One of the reasons I don’t provide a comment facility is that it is very hard to prevent spammers from abusing your weblog. The easiest way to prevent spamming is to work with a registration system: you can only post a comment if you have registered. This has the disadvantage that anonymous people, or people who accidentally came at your site and found something interesting, can’t post comments.
One method of making it possible for anonymous users to post comments is asking the user to type in the text appearing in a so-called CAPTCHA. But if the captcha is too simple the spammer’s automated systems will recognize the text in the picture and are then still able to log in and put spam in the comments. Captchas also have the disadvantage that people that have to rely on, for example, braille readers, cannot post anonymously.
Apart from the braille readers I think the captchas can be best implemented in the following manner:
- Make sure that the letters in the captcha are all of a different color and are overlapping. Overlapping letters make it harder for OCR software to guess the ‘word’.

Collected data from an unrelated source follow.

PR #5348, opened 2017-09-25
Make compass and zoom controls optional

### LINKED ISSUE #1554: Decouple zoom and compass UI controls
Adding 'navigation' gives zoom in and out and compass; would it be possible to have just the compass (thus saving 'mobile screen estate')?

matijs:
Add options to `NavigationControl`. `showZoom` and `showCompass` both default to `true` can be used to hide either the zoom buttons or the compass button from the Navigation Control.

- [x] conditionally add dragRotateHandler

Fixes #1554

### DIFF
--- a/src/ui/control/navigation_control.js
+++ b/src/ui/control/navigation_control.js
@@ -7,7 +7,8 @@ const DragRotateHandler = require('../handler/drag_rotate');
 import type Map from '../map';
 
 const defaultOptions = {
-    showCompass: true
+    showCompass: true,
+    showZoom: true
 };
 
 /**
@@ -39,9 +40,10 @@ class NavigationControl {
         this._container = DOM.create('div', 'mapboxgl-ctrl mapboxgl-ctrl-group');
         this._container.addEventListener('contextmenu', (e) => e.preventDefault());
 
-        this._zoomInButton = this._createButton('mapboxgl-ctrl-icon mapboxgl-ctrl-zoom-in', 'Zoom In', () => this._map.zoomIn());
-        this._zoomOutButton = this._createButton('mapboxgl-ctrl-icon mapboxgl-ctrl-zoom-out', 'Zoom Out', () => this._map.zoomOut());
-
+        if (this.options.showZoom) {
+            this._zoomInButton = this._createButton('mapboxgl-ctrl-icon mapboxgl-ctrl-zoom-in', 'Zoom In', () => this._map.zoomIn());
+            this._zoomOutButton = this._createButton('mapboxgl-ctrl-icon mapboxgl-ctrl-zoom-out', 'Zoom Out', () => this._map.zoomOut());
+        }
         if (this.options.showCompass) {
             this._compass = this._createButton('mapboxgl-ctrl-icon mapboxgl-ctrl-compass', 'Reset North', () => this._map.resetNorth());
             this._compassArrow = DOM.create('span', 'mapboxgl-ctrl-compass-arrow', this._compass);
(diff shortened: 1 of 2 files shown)


src/ui/control/navigation_control.js
```diff
@@ -15,6 +15,9 @@ const defaultOptions = {
  * A `NavigationControl` control contains zoom buttons and a compass.
  *
  * @implements {IControl}
+ * @param {Object} [options]
+ * @param {Object} [options.showCompass=true] If `false` will omit the compass button from the Navigation Control. The default is `true` to show a compass button.
```
anandthakker: Small edit:
> @param {boolean} [options.showCompass=true] If `true`, the compass button is included.
> @param {boolean} [options.showZoom=true] If `true`, the zoom-in and zoom-out buttons are included.

Note the type should be marked `{boolean}`, not `{Object}`.

  The default value is shown in the generated docs, so no need to state it.

src/ui/control/navigation_control.js
```diff
@@ -35,13 +41,18 @@ class NavigationControl {
 
         this._zoomInButton = this._createButton('mapboxgl-ctrl-icon mapboxgl-ctrl-zoom-in', 'Zoom In', () => this._map.zoomIn());
         this._zoomOutButton = this._createButton('mapboxgl-ctrl-icon mapboxgl-ctrl-zoom-out', 'Zoom Out', () => this._map.zoomOut());
-        this._compass = this._createButton('mapboxgl-ctrl-icon mapboxgl-ctrl-compass', 'Reset North', () => this._map.resetNorth());
-        this._compassArrow = DOM.create('span', 'mapboxgl-ctrl-compass-arrow', this._compass);
+
+        if (this.options.showCompass) {
+            this._compass = this._createButton('mapboxgl-ctrl-icon mapboxgl-ctrl-compass', 'Reset North', () => this._map.resetNorth());
+            this._compassArrow = DOM.create('span', 'mapboxgl-ctrl-compass-arrow', this._compass);
+        }
```
anandthakker: If the `this._compass` element is not created for `showCompass: false`, then we should also make sure in `onAdd()` not to create the `DragRotateHandler`, whose constructor accepts that element as an argument.

matijs: I thought the same, but if no element it passed in the `DragRotateHandler` will default to the `canvasContainer` :)

src/ui/control/navigation_control.js
matijs: Fixed.

src/ui/control/navigation_control.js
anandthakker: > if no element it passed in the DragRotateHandler will default to the canvasContainer

Ah, I see!  Good point...  but even so, I think we should avoid it: that default behavior of `DragRotateHandler` isn't documented as part of its internal API, and it could easily end up being removed in a refactor.  

> Especially not to break stuff that's already out there.

What do you see as potentially breaking?

jfirebaugh: As @anandthakker suggests, we do need this change. In addition to the potential future compatibility issues, there is also the fact that the map creates and registers a `DragRotateHandler` of its own. If we let the navigation control create a second one bound to the same element, that will result in duplicate event handlers and probably produce unexpected behavior.

matijs:
@anandthakker is there anything else I need to do for this? :)

anandthakker:
Hi @matijs - yes, this comment https://github.com/mapbox/mapbox-gl-js/pull/5348#discussion_r142161439 still stands -- the `DragRotateHandler` should only be added if the `this._compass` element exists.

matijs:
@anandthakker Ugh… I'm so sorry. That conversation was hidden from me by GitHub 😔

I'll probably have some time to look into this later this week.

anandthakker:
No problem - thanks for following up!

matijs:
@anandthakker finally got round to fixing this :)

Issue #3904, opened 2017-01-08
A way to limit animation duration on flyTo or fitBounds


nicooprat:
Hi there. Is there any way to retrieve a transition duration before or after it begins? I'd like to avoid too long transitions on camera actions (`flyTo`, `fitBounds`, etc.) when the target point is too far away, like Google Maps does. I'd rather avoid to redo the entire calculations done internally... For example:

1. Map is centered on point A
2. Programmatically make it centers on point B
3. Transition begins
4. Check transition duration (looks like it's set [here](https://github.com/mapbox/mapbox-gl-js/blob/7427bfcf85777cc45123b27affb5ff4774bc8a79/js/ui/camera.js#L695))
5. If duration > 3s, trigger 2. again with `{animate: false}`

Can't find any proper or hacky way to do it :) For sure the best scenario would be an option like `maxDurationForAnimation`!

Thanks.

stevage:
Maybe just an option, `"maxTime"` to those functions, since that's your actual goal? What do you want to happen if the transition would take longer than that, though? Jump to?

nicooprat:
Yes that would be perfect!

mourner:
I like the `maxDuration` option suggestion. We would then either set the duration to 0 if calculated `flyTo` `duration` exceeds `maxDuration`, or we could do `duration = Math.min(duration, maxDuration)` to limit the duration but still animate every time.

nicooprat:
Yes but the 2nd option could mean super fast transition from Pekin to New York at zoom 15 for example, doesn't it? (Should I edit the title ?)

mourner:
@nicooprat yeah, it looks like the first option would be more practical, and in line with what some other mapping APIs do.

stepankuzmin:
I've created PR for this issue https://github.com/mapbox/mapbox-gl-js/pull/5349

nicooprat:
Thanks guys :)

PR #5349, opened 2017-09-25
limit animation duration on flyTo with maxDuration option

stepankuzmin:
Hi there! I've added the `maxDuration` option to limit animation duration on `flyTo` according to https://github.com/mapbox/mapbox-gl-js/issues/3904.

If this is the right way to do it, I'll add tests and documentation.

## Launch Checklist

### DIFF
--- a/src/ui/camera.js
+++ b/src/ui/camera.js
@@ -665,6 +665,7 @@ class Camera extends Evented {
      *     It does not correspond to a fixed physical distance, but varies by zoom level.
      * @param {number} [options.screenSpeed] The average speed of the animation measured in screenfuls
      *     per second, assuming a linear timing curve. If `options.speed` is specified, this option is ignored.
+     * @param {number} [options.maxDuration] The animation's maximum duration, measured in milliseconds.
      * @param eventData Additional properties to be added to event objects of events triggered by this method.
      * @fires movestart
      * @fires zoomstart
--- a/src/ui/camera.js
+++ b/src/ui/camera.js
@@ -803,6 +803,10 @@ class Camera extends Evented {
             options.duration = 1000 * S / V;
         }
 
+        if (options.maxDuration) {
+            options.duration = Math.min(options.duration, options.maxDuration);
+        }
+
         this.zooming = true;
         this.rotating = (startBearing !== bearing);
         this.pitching = (pitch !== startPitch);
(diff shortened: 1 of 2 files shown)


src/ui/camera.js
```diff
@@ -665,6 +665,7 @@ class Camera extends Evented {
      *     It does not correspond to a fixed physical distance, but varies by zoom level.
      * @param {number} [options.screenSpeed] The average speed of the animation measured in screenfuls
      *     per second, assuming a linear timing curve. If `options.speed` is specified, this option is ignored.
+     * @param {number} [options.maxDuration] The animation's maximum duration, measured in milliseconds.
```
mourner: Let's clarify what happens if duration exceeds maxDuration in the docs.

stepankuzmin: Thanks for the review! I've updated the PR.

src/ui/camera.js
```diff
@@ -803,6 +805,10 @@ class Camera extends Evented {
             options.duration = 1000 * S / V;
         }
 
+        if (options.maxDuration && options.duration > options.maxDuration) {
+            options.duration = 0;
```
mollymerp: I think it would make more sense to set `options.duration = options.maxDuration` in this case.

stepankuzmin: Thanks for the review, @mollymerp! According to the last @mourner's comment in  https://github.com/mapbox/mapbox-gl-js/issues/3904, it was decided to reset `duration` to `0`. So should I change it, or not?

mourner: @mollymerp yeah, that was intentional — consider a use case where you need to switch to a view from another part of the world, but you don't want it to take forever to animate. Setting to `maxDuration` would make the animation too fast, since it's a very long fly path — instead, just switching to the new view in a moment is usually a better experience IMO.

stepankuzmin: So everything is fine, then? Should I write tests and add a new example?

mourner: @stepankuzmin definitely worth adding a test! I don't think a small option like this needs a separate example though.

stepankuzmin:
Thanks for the review! I've added the test.

src/ui/camera.js
mollymerp: @mourner alright fair enough! I would think if a user had a case with a very long "flight path" they would rather explicitly set duration to 0 but I can definitely see both as valid 🤷‍♀️

mourner: > I would think if a user had a case with a very long "flight path" they would rather explicitly set duration to 0
@mollymerp the user doesn't know beforehand how much the flight will take between two given positions (e.g. say you have a list of locations around the world and you click to switch between them in arbitrary order) — this is the primary reason for introducing `maxDuration` in the first place, and is similar to how other libs like Leaflet and Google Maps do it, disabling animation automatically if the flight path would be too long.

PR #5350, opened 2017-09-25
Add ['heatmap-density'] expression

anandthakker:
This adds a `["heatmap-density"]` expression and special-case handling when converting stop functions to use that instead of `["zoom"]` for the `heatmap-color` style property.

### DIFF
--- a/src/style-spec/function/compile.js
+++ b/src/style-spec/function/compile.js
@@ -12,7 +12,7 @@ const definitions = require('./definitions');
 const evaluationContext = require('./evaluation_context');
 const {
     isFeatureConstant,
-    isZoomConstant
+    isGlobalPropertyConstant
 } = require('./is_constant');
 
 import type { Type } from './types.js';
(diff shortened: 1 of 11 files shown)


anandthakker:
cc @mourner

anandthakker:
Oops, yep will fix.

Re: default values hack -- I sorta think the existing hack is alright / involves the minimal amount of special-case code.  Can we keep that as is?

mourner:
> Re: default values hack -- I sorta think the existing hack is alright / involves the minimal amount of special-case code. Can we keep that as is?

I mean, the requirement to have `default` in the stops function provided (otherwise the code breaks).

anandthakker:
Oh, right, sorry!  Yeah, let me try to tack on a fix here.

anandthakker:
@mourner when I remove the `default:` from the stops function for `heatmap-color` in `heatmap.html`, it still works for me.

mourner:
Heh, maybe you or me accidentally fixed this somehow in other commits :)

PR #5363, opened 2017-09-27
Prevent tests from outputting to console.error or console.warn

### LINKED ISSUE #3900: Make tests fail if any extraneous log output is produced
Our tests are producing more and more extraneous log output. In the long term, this will make our test output harder to read may be indicative of log spew while using GL JS too.

### LINKED ISSUE #5352: Functions converted to expressions should not produce warnings
It seems that in various situations, evaluating an expression-converted function can produce a console warning. Among other things, this pollutes test output (#3900) with warnings like "No default property value available" and "Expected value to be of type Number, but found Null instead."

While expressions may have safer semantics, functions should continue to behave how they have always behaved. Unless I'm missing something about the purpose of these warnings, I don't think it's necessary, at this point, to call out the existing quirks of function evaluation behavior with warnings.

cc @anandthakker

jfirebaugh:
* Prevent current tests from outputting to `console.{error,warn}`. Fixes #5352.
* Fail future tests that do so. Fixes #3900.
* Various other test cleanups; see commits for details.

### DIFF
--- a/bench/lib/create_style.js
+++ b/bench/lib/create_style.js
@@ -13,7 +13,8 @@ class StubMap extends Evented {
 
 module.exports = function (styleJSON: StyleSpecification): Promise<Style> {
     return new Promise((resolve, reject) => {
-        const style = new Style(styleJSON, (new StubMap(): any), {});
+        const style = new Style((new StubMap(): any));
+        style.loadJSON(styleJSON);
 
         style
             .on('style.load', () => resolve(style))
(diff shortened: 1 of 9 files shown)


anandthakker:
> Added 6d5f1ad 

Err, meant to say that I pushed it, not that I added it to this branch.

jfirebaugh:
Nice, thanks!

jfirebaugh:
There's one left -- style_transition.test.js is triggering "No default property value available". (It's hard to tell what this test is testing and whether it's important to preserve the behavior.)

jfirebaugh:
@anandthakker https://github.com/mapbox/mapbox-gl-js/commit/d5c3ed0821df0fa96f2eb5ab38ce5125ebd0030f look ok?

anandthakker:
@jfirebaugh ah - yep 👍.  I think that must be vestigial or something, LGTM

PR #5364, opened 2017-09-27
split placement control into separate file

ansis:
#### Background

A single round of global symbol placement sometimes gets split over multiple frames for performance reasons. This means we need to keep track of how far into the placement we got in the previous step. es6 generators would be ideal for managing this control flow but unfortunately we can't use them. Instead we need to manually keep track of the progress.

#### Changes
The first commit separates the placement stuff into a separate file so that it's less intertwined with `Map` and `Style`.

The second commit is unrelated cleanup that generalizes dynamic VAO buffer binding. We don't need an arg for each type of dynamic buffer because to the VAO they all look the same. This removes the `collisionVertexBuffer` arg from VAOs and renames `opacityVertexBuffer` to make it more general.

@ChrisLoer

### DIFF
--- a/src/render/vertex_array_object.js
+++ b/src/render/vertex_array_object.js
@@ -13,8 +13,7 @@ class VertexArrayObject {
     boundIndexBuffer: ?IndexBuffer;
     boundVertexOffset: ?number;
     boundDynamicVertexBuffer: ?VertexBuffer;
-    boundOpacityVertexBuffer: ?VertexBuffer;
-    boundCollisionVertexBuffer: ?VertexBuffer;
+    boundDynamicVertexBuffer2: ?VertexBuffer;
     vao: any;
     gl: WebGLRenderingContext;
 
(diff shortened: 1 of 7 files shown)


src/render/vertex_array_object.js
```diff
@@ -13,7 +13,7 @@ class VertexArrayObject {
     boundIndexBuffer: ?IndexBuffer;
     boundVertexOffset: ?number;
     boundDynamicVertexBuffer: ?VertexBuffer;
-    boundOpacityVertexBuffer: ?VertexBuffer;
+    boundDynamicVertexBuffer2: ?VertexBuffer;
     boundCollisionVertexBuffer: ?VertexBuffer;
```
ChrisLoer: `boundCollisionVertexBuffer` should be removed here, right?

ansis: 👍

- Don’t always ask the user to type in the whole word, but rather one of the following questions:
- Type in all letters from the captcha (mentioned that already, just being complete).
- Ask the user to provide a subset of the letters in the captcha. For example the first and the third letter. The subset should not be fixed, but be chosen at random.
- Ask the user to provide the color of one or more of the letters in the captcha. Since not all the weblog readers will be native speakers of your weblog’s language, it would be best to provide check boxes so that language mistakes can be prevented.
This ofcourse combined with the possibility to create user accounts so that if a spammer succeeds in breaching these barriers, the decision can always be made to shut off anonymous posting.
Another possibility is to also work with a blacklist that contains words and sites that are not allowed to appear in a comment.
Creating captchas on the fly might not always be possible. Especially not since I will be relying on Bash. So it might be a nice idea to write a tool that can create a lot of captchas and a list with the text and colors that are used in each off-line. These can then be sent to the site and the comments plugin would only have to choose a random captcha and a random question (see above) and check the answer with the information from the file. If these ‘standard’ captchas are refreshed on a regular basis it should provide some nice protection from the spammers.
It seems that the tools from ImageMagick provide all the functionality needed so I will have a look at them this weekend.